Welche Artikel zur Kindermode zählen
Zur Kindermode gehören Bekleidungsartikel für Kinder verschiedener Altersstufen. Dazu zählen unter anderem T-Shirts, Hosen, Pullover, Kleider, Röcke, Jacken, Mäntel, Nachtwäsche, Unterwäsche sowie saisonale Artikel wie Regenbekleidung oder Winterbekleidung. Je nach Ausrichtung eines Geschäfts kann die Warengruppe auch Schul- und Freizeitkleidung oder festliche Outfits umfassen. Im Vordergrund stehen praktische Schnitte, pflegeleichte Materialien und eine Nutzung, die auf Bewegung im Alltag ausgelegt ist.
Altersstufen, Grössen und Passform im Sortiment
Kindermode wird meist nach Alters- oder Grössenbereichen gegliedert. Üblich sind Unterteilungen für Kleinkinder, Kinder und teilweise auch ältere Kinder oder Jugendliche, wobei die Abgrenzung je nach Händler unterschiedlich ausfällt. Für die Sortimentsplanung sind Passform, Verstellmöglichkeiten und Wachstumsphasen relevant, da Kindergrössen sich schneller verändern als bei Erwachsenen. Deshalb werden häufig Modelle geführt, die unkompliziert anzuziehen sind und im Alltag genügend Bewegungsfreiheit lassen.
Typische Sortimentsbereiche in der Kindermode
Innerhalb der Warengruppe wird Kindermode oft nach Verwendungszweck gegliedert. Häufige Bereiche sind Alltagsbekleidung, wetterbezogene Bekleidung, Anlassmode sowie Basics für Schule, Freizeit oder Zuhause. Saisonale Wechsel fallen besonders ins Gewicht, etwa bei Übergangsjacken, Badebekleidung oder Winterartikeln. Ergänzend können farblich oder thematisch koordinierte Kollektionen geführt werden, damit einzelne Teile innerhalb des Sortiments kombinierbar bleiben.
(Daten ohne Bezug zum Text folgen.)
PR #3550, opened 2020-04-24
Change aria-disabled attribute to disabled

davidbergmannverndale:
Disabled elements are being accessible via keyboard, in order to fix this I'm changing the aria-disabled attribute to disabled.

Screen Shot 2020-04-24 at 11 37 59


masi:
Great!

nolimits4web:
Thanks, but `aria-disabled` is not the same as `disabled`, so we need to keep both then `aria-disabled` and `disabled`

PR #3557, opened 2020-04-29
Add an event on hash change

1sergiogarciap:
When using nested swipers you can check if you have hash navigated to a slide of the nested swiper with the slideChange event and position the main swiper on the slide where the nested swiper is located. However if the nested swiper slide that is being hash navigated is the active slide, the SlideChange event does not happen, hence the need for the HashChange event in this particular case.


nolimits4web:
Merged, thanks!

Issue #3112, opened 2019-06-22
Lazyload for Picture element - it is possible?


7iomka:
I needed more responsive logic, and in reasons of browsers compatibility, I needed to use picture element, instead of simple image.
How to make lazy-loading by swiper to be worked? 
Currently it load only founded img tag :(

Abgrenzung zu anderen Warengruppen im Modehandel
Kindermode ist innerhalb der Warengruppen auf Bekleidung für Kinder beschränkt. Schuhe, Taschen, Schmuck und Accessoires können zwar ergänzend zum Outfit geführt werden, zählen aber in der Sortimentslogik zu eigenen Warengruppen. Von Damenmode und Herrenmode unterscheidet sich Kindermode nicht nur durch kleinere Grössen, sondern auch durch andere Anforderungen an Robustheit, Pflege und Alltagstauglichkeit. Diese Abgrenzung ist für Einkauf, Warenpräsentation und Kategorisierung im Handel relevant.